Nijmegen breakage syndrom – opomíjená primární imunodeficience

Title in English Nijmegen breakage syndrome – neglected primary immunodeficiency
Authors

KAFKOVÁ Eva SEEMAN Pavel MARTINČEKOVÁ Alexandra KŘENOVÁ Zdenka SEEMANOVÁ Eva ŠTĚRBA Jaroslav LITZMAN Jiří

Year of publication 2012
Type Article in Periodical
Magazine / Source Alergie
MU Faculty or unit

Faculty of Medicine

Citation
Field Immunology
Keywords nijmegen breakage syndrome; hypogammaglobulinemia; T-cell immunodeficiency; nibrin
Attached files
Description Nijmegen Breakage Syndrome (NBS) belongs to the group of primary immunodeficiency diseases associated with increased chromosomal instability.

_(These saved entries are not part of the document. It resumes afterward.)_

PR #37, opened 2022-08-02
add optional default user in migrations

Alex-Izquierdo:
Add an optional parameter in migrations to seed a default user and enables it in the docker-compose. 
Documentation updated

### DIFF
--- a/ansible_events_ui/db/migrations/script.py.mako
+++ b/ansible_events_ui/db/migrations/script.py.mako
@@ -8,6 +8,7 @@ Create Date: ${create_date}
 from alembic import op
 import sqlalchemy as sa
 ${imports if imports else ""}
+from alembic import context
 
 # revision identifiers, used by Alembic.
 revision = ${repr(up_revision)}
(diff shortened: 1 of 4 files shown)


Alex-Izquierdo:
@cutwater please review.

ansible_events_ui/db/migrations/script.py.mako
```diff
@@ -8,6 +8,7 @@ Create Date: ${create_date}
 from alembic import op
 import sqlalchemy as sa
 ${imports if imports else ""}
+from alembic import context
```
cutwater, line 11: I don't think that changes in the template are necessary. Normally database migrations will include only schema migrations, so in my opinion it is redundant to use this template for all generated revisions.

ansible_events_ui/db/migrations/script.py.mako
```diff
@@ -17,8 +18,15 @@ depends_on = ${repr(depends_on)}
 
 
 def upgrade() -> None:
-    ${upgrades if upgrades else "pass"}
-
+    schema_upgrades()
+    if context.get_x_argument(as_dictionary=True).get('create_default_user', None):
```
cutwater, line 22: `create_default_user` is a local option. It definitely shouldn't go into a template.

cutwater (changes requested):
@Alex-Izquierdo I don't think seeding database with default data for a development environment is a good idea. While I don't have strong arguments arguments against your approach, I have a feeling that it might get easily over- and wrongly used besides the development environment. 

* From the state of the database it is impossible track which options were use for applying each migration. 
* In general migrations should not heavily depend on an external parameters, as they tend to change, but applied migrations don't.
* Hardcoded weak password is a concern.

Alex-Izquierdo:
Ok @cutwater Let's discuss it with the team and I can close it or apply your changes.

Alex-Izquierdo:
Agreed to find a better way to create it.

PR #41, opened 2022-08-05
Fixes activation log/stdout

benthomasson:


ansible_events_ui/api.py
```diff
@@ -266,12 +266,12 @@ async def read_output(proc, activation_instance_id, db_session_factory):
     #   that is available in BackgroundTasks
     async with db_session_factory() as db:
         line_number = 0
-        # FIXME(cutwater): The `done` variable is never set to True.
         done = False
         while not done:
             line = await proc.stdout.readline()
             if len(line) == 0:
-                break
+                done = True
```
cutwater, line 273: @benthomasson 

It doesn't seem the boolean flag `done` is needed here. Why not simply:

``` 
while True:
    if not line:
        break
```

PR #42, opened 2022-08-05
Adds run_job

benthomasson:
Experimenting with ideas for AAP-5082


ansible_events_ui/api.py
```diff
@@ -507,6 +509,52 @@ async def list_job_instances(db: AsyncSession = Depends(get_db_session)):
     return result.all()
 
 
+@router.post("/api/job_instance/")
+async def create_job_instance(
+    j: JobInstance, db: AsyncSession = Depends(get_db_session)
```
cutwater, line 514: Please use more descriptive variables names. Single character variables should be avoided unless they're used as a loop index or their scope is narrow.

`j` is typically used as a loop index.

cutwater (changes requested):

ansible_events_ui/api.py
```diff
@@ -507,6 +509,52 @@ async def list_job_instances(db: AsyncSession = Depends(get_db_session)):
...
+    job_uuid = str(uuid.uuid4())
+
+    query = insert(job_instances).values(uuid=job_uuid)
+    result = await db.execute(query)
+    await db.commit()
+    (job_instance_id,) = result.inserted_primary_key
+
+    event_log = asyncio.Queue()
+
+    task = asyncio.create_task(
```
cutwater, line 535: I think we should document somewhere (if it hasn't been done already) that the tasking system implementation we use brings a limitation on number of worker processes that are used to run the application. The application is limited to only a single process mode and will have unexpected side effects if run in multi process mode.

cutwater:
@benthomasson 

I think we should document somewhere (if it hasn't been done already) that the tasking system implementation we use brings a limitation on number of worker processes that are used to run the application. The application is limited to only a single process mode and will have unexpected side effects if run in multi process mode.

benthomasson:
@cutwater  At this point, this server is only meant to work in single process mode.   In the future, multiple process mode can be supported if it is needed to meet some performance target that single process mode fails to support.

benthomasson:
@lgalis please review the UI portions of this PR.

lgalis (approved):

PR #44, opened 2022-08-08
Adding rules for writing fast db apps

benthomasson:
Adds my rules for writing fast database apps.

### DIFF
--- a/RULES.md
+++ b/RULES.md
@@ -1,0 +1,43 @@
+
+
+Ben's rules for writing performant database applications
+
+These are lessons that I have learned over a decade of writing Django and other
+Python web applications dealing with large amounts of data.  They might be
+unusual and controversial, so that's why I am wrote them down here.  They are
+not rules that we must follow in this project.  They are a guide for if and
+when we need to scale to large amounts of data or have fast database
+operations.
+
+1. Think in sets and do bulk operations.  A single entry is a set of one.   The
+   cost of a single insert or update is similar to the cost of a bulk insert or
+   update since most of the cost of database writes are updating indicies.
+
+2. Know what SQL statement that you want to send to the database first.  Use
+   tools to generate that SQL second. ORMs generate really slow SQL unless you
+   are very careful and know what you are doing.
+
+3. Don't override the save function.  This prevents #1.  Don't use most of ORM
+   features since they conflict with #1.
+
+4. Get the data into the database as fast as possible without processing it.
+   Don't leave the user waiting for processing before responding that you
+   recevied the data.  Receive and write the data quickly and then process
+   it later.   Make separate tables for incoming data and processed data.
+   Don't add indicies to incoming data tables.   Provide and API or event
+   that lets them know that the data has been processed.
+
+5. Process the data in the database.  The database manipulates data many times
+   faster and scales better than Python applications.  Create and temporary
+   tables if needed and drop them when you are done with the operations.
+
+6. Create reporting tables. If you need to generate reports, create another set
+   of paritioned tables for those reports and ONLY do read, bulk inserts, and
+   drop table partition operations on them.  Don't report out of the relational
+   tables since it will be way too slow.
+
+7. Write correct queries first and optimize them second if needed.  Some queries
+   will be slow due to the structure of the relational data.  This can be fixed
+   by reorganizing the data into reporting tables.  Optimizing can take much longer
+   than writing the slow correct query and you'll need the slow query anyway to know
+   that your optimized query is correct.  Besides it is fun to get 10x and 100x speed-ups.
--- a/RULES.md
+++ b/RULES.md
@@ -14,11 +14,13 @@ operations.
    update since most of the cost of database writes are updating indicies.
 
 2. Know what SQL statement that you want to send to the database first.  Use
-   tools to generate that SQL second. ORMs generate really slow SQL unless you
-   are very careful and know what you are doing.
+   tools to generate that SQL second. Think about the number and the complexity
+   of queries you're writing. Avoid making queries in for loops.  Instead combine
+   those queries into one or two queries and process the data in a batch.
 
-3. Don't override the save function.  This prevents #1.  Don't use most of ORM
-   features since they conflict with #1.
+3. Create a diagram of the schema in Lucid charts, Miro, or Omnigraffle
+   something similar.  Database schemas that look organized in a diagram are
+   easier to understand when writing queries for them.
 
 4. Get the data into the database as fast as possible without processing it.
    Don't leave the user waiting for processing before responding that you
@@ -30,11 +32,14 @@ operations.
 5. Process the data in the database.  The database manipulates data many times
    faster and scales better than Python applications.  Create and temporary
    tables if needed and drop them when you are done with the operations.
+   That said, getting SQL to do the manipulation that you want can be quite
+   tricky.  Exporting batches of data to tools like Pandas can be useful
+   and scale horiztonally in background tasks.
 
-6. Create reporting tables. If you need to generate reports, create another set
-   of paritioned tables for those reports and ONLY do read, bulk inserts, and
-   drop table partition operations on them.  Don't report out of the relational
-   tables since it will be way too slow.
+6. Create reporting tables or databases. If you need to generate reports,
+   create another set of paritioned tables for those reports and ONLY do read,
+   bulk inserts, and drop table partition operations on them.  Don't report out of
+   the relational tables since it will be way too slow.
 
 7. Write correct queries first and optimize them second if needed.  Some queries
    will be slow due to the structure of the relational data.  This can be fixed


benthomasson:
@cutwater please review
@Ladas do you have anything that you'd like to add here?

RULES.md
```diff
@@ -0,0 +1,43 @@
...
+not rules that we must follow in this project.  They are a guide for if and
+when we need to scale to large amounts of data or have fast database
+operations.
+
+1. Think in sets and do bulk operations.  A single entry is a set of one.   The
+   cost of a single insert or update is similar to the cost of a bulk insert or
+   update since most of the cost of database writes are updating indicies.
+
+2. Know what SQL statement that you want to send to the database first.  Use
+   tools to generate that SQL second. ORMs generate really slow SQL unless you
```
cutwater, line 17: > ORMs generate really slow SQL

I disagree with this conclusion. People produce bad solutions unless they know exactly what they're doing. It's a matter of a competence, not a technology. 

However  Django and DRF experience may be harmful and makes the situation worse, due to Django's poor architecture. Django ORM gives a false impression of working with object model entirely and moves the focus away from the resulting SQL the ORM produces. DRF violates SRP and provides leaky abstractions (i.e. Serializers and Viewsets).

However we use the SQLAlchemy in the project, which is way closer to native SQL (unless used with implicit relationship loading techniques, that are not supported for asynchronous mode anyway). With SQLAlchemy 2.0 API the edge between Core and ORM becomes even thinner.
SQLAlchemy is simply a query builder, data mapper and a unit of work patterns, and I don't think there is anything wrong  in using them. In any more or less complicated project you'll end up building a data mapper on your own, unless taking an existing one.

I would put it differently:

Think about what you're doing. Think about number and complexity of queries you're writing. When deciding between processing data in Python application and the database, follow the advice nr. 5.

RULES.md
```diff
@@ -0,0 +1,43 @@
...
+   are very careful and know what you are doing.
+
+3. Don't override the save function.  This prevents #1.  Don't use most of ORM
```
cutwater, line 20: We don't have `save` function in SQLAlchemy. It's doesn't follow the Active Record pattern.

RULES.md
```diff
@@ -0,0 +1,43 @@
...
+   recevied the data.  Receive and write the data quickly and then process
+   it later.   Make separate tables for incoming data and processed data.
+   Don't add indicies to incoming data tables.   Provide and API or event
+   that lets them know that the data has been processed.
+
+5. Process the data in the database.  The database manipulates data many times
+   faster and scales better than Python applications.  Create and temporary
+   tables if needed and drop them when you are done with the operations.
+
+6. Create reporting tables. If you need to generate reports, create another set
```
cutwater, line 34: Or even standalone database or specialized database for analytical data processing.

cutwater:
@benthomasson Thank you for bringing this up. It's a nice idea to have guidelines especially when it comes to working with databases. I think some of your advises make perfect sense, however I found some of them somewhat controversial.

RULES.md
```diff
@@ -0,0 +1,48 @@
...
+   faster and scales better than Python applications.  Create and temporary
+   tables if needed and drop them when you are done with the operations.
+   That said, getting SQL to do the manipulation that you want can be quite
+   tricky.  Exporting batches of data to tools like Pandas can be useful
+   and scale horiztonally in background tasks.
+
+6. Create reporting tables or databases. If you need to generate reports,
+   create another set of paritioned tables for those reports and ONLY do read,
+   bulk inserts, and drop table partition operations on them.  Don't report out of
+   the relational tables since it will be way too slow.
```
Ladas, line 42: "relational tables": the better term here is probably "tables with raw data", since they are all tables in relational db I guess.

RULES.md
```diff
@@ -0,0 +1,48 @@
...
+2. Know what SQL statement that you want to send to the database first.  Use
+   tools to generate that SQL second. Think about the number and the complexity
+   of queries you're writing. Avoid making queries in for loops.  Instead combine
+   those queries into one or two queries and process the data in a batch.
+
+3. Create a diagram of the schema in Lucid charts, Miro, or Omnigraffle
+   something similar.  Database schemas that look organized in a diagram are
+   easier to understand when writing queries for them.
+
+4. Get the data into the database as fast as possible without processing it.
```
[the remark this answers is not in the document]
cutwater: I think it's also worth mentioning knowledge of a transaction scope and how the database operations work in concurrent environment.

RULES.md
cutwater: Or maybe normalized data. Raw data sounds a bit misleading.
The data in the database is not necessarily "raw", but optimized for either OLTP or OLAP processing systems.

RULES.md
```diff
@@ -0,0 +1,43 @@
...
+   features since they conflict with #1.
+
+4. Get the data into the database as fast as possible without processing it.
+   Don't leave the user waiting for processing before responding that you
+   recevied the data.  Receive and write the data quickly and then process
+   it later.   Make separate tables for incoming data and processed data.
+   Don't add indicies to incoming data tables.   Provide and API or event
+   that lets them know that the data has been processed.
+
+5. Process the data in the database.  The database manipulates data many times
```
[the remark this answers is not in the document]
Ladas: I think Pandas+Python is fine, you just need to make sure the batching is the right size, since the computation is all in memory. (working with large dataq sets). The other alternative for ETL would be data lake tools like S3+Trino that scales better and is way cheaper for large data sets. (Trino has SQL interface, so the rule still partially applies :-) )

cutwater:
I'd like to add a few items on database migrations.

@benthomasson @Ladas I'd appreciate your feedback.

## Writing migrations

#### Keep migrations isolated from the outside world

Migrations must not depend on environment they run in or configuration parameters used at the execution time. 

Migrations must not import any code that may change, including any functions, classes or constants from the project or any 3rd party projects.

When migrations are applied the database tracks only the identifier of the migration tree head or list of applied migrations. It's impossible to track the environment state used at the time each migration was applied and the environment may change. It leads to migrations failures or unexpected side effects that are hard to debug.

#### Use migrations for updating schema and existing data

Migrations can be also used for seeding the database, but only if the data introduced in the migrations doesn't depend on the environment and get updated rarely and via migrations. List of timezones is a good example of such constant data that may be stored in the database.

Be extremely careful with the data that is seeded via migrations, but may be updated by the business logic. In the subsequent migrations expect the data may have changed since the migration it was inserted in. Do not rely on auto-increment or randomly generated identifiers. Do not expect the data is present in the database.

For seeding the database with the data that relies on environment or configuration, use standalone scripts or tools. For example if you need to create an initial user records use scripts, management commands or tools like Ansible.

#### Keep migrations backwards compatible

In production environments where services upgraded without downtime or multiple versions of a service co-exist at the same time (i.e. A\B testing and Blue\Green deployments), applying a database migration must not break existing services.

Avoid changes that can break previous version of code (such as column and table renames and deletions) and provide an upgrade path if such change is required.

Ladas:
@benthomasson looks good overall, added some comments.

I'd add section for using DB constraints, to keep the DB integrity. The constraints provided by ORMs are not that good (e.g. ORM validation checks won't ensure the DB integrity 100%). Not sure how far Django/SQL Alchemy came with constraints, what is mapped to actual DB constraints and what not. And if foreign key constraint and cascade delete are using python implementation (slow) or are being translated to DB. (I just know that in Ruby world, the ORM got closer with the DB implementation after a decade of devs ignoring DB constraints entirely :-) )

@cutwater the migrations looks good I'd add:
- individual migrations must be atomic (wrapped in a transactions), so it doesn't allow partial failure and migration is either done or reverted (sounds obvious but in analytics we still have migrations that can fail in the middle and the migrations can get stuck)
- data migration (migration that manipulates with data) should be separated from schema migration (changes schema) and data migration should always have tests written
- reversible migrations, always writing up and down variant of the migration so DB can roll back. (although lately I wonder who actually uses this in prod, we got used to revert by writing another migration. :-)  Reversible migrations will be quicker to revert for sure.)

cutwater:
@Ladas can you please elaborate on "data migrations should be separated from schema migration"? Considering that we use PostgreSQL on the project and DDL is transactional.

Ladas:
@cutwater the separation of data and schema migration helps with the scope of tests. When you write the test for data migration it's better not to mix some schema changes to it. So the scope of the test is clear.

Ladas:
@cutwater right, there will be probably bunch of exceptions to the rule as always. The example of data migration could be e.g. deduplication of the data. So first migration that deduplicates the data, together with the code changes that were causing this (both tested), followed by migration that will add a proper DB constraint.

Splitting tables, fixing of the data format (if not handled by DB itself) and moving data around can be other examples.

For standalone data migrations (outside of the migration process) that would be true as well. E.g. for a case where you need to move TBs of data. Doing transactions that last for a long time is not usually recommended.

NBS is caused by mutation in NBN1 (formely NBS1) gene, the most frequent is so-called „Slavic“ mutation c.657del5. The disease manifests by congenital microcephaly, growth retardation, tendency to malignancies, radiosensitivity, variable defects of the immune system and hypergonadotropic hypogonadism. Here we present 4 case-reports of patients with NBS, 2 of them were diagnosed in infancy during the allergo-immunologic investigation, while the remaining 2 in the pubertal age after the development of malignant lymfoproliferative diseases. Our observation shows the importance of early recognition of NBS, where the allergo-immunologic examination may play a crucial role.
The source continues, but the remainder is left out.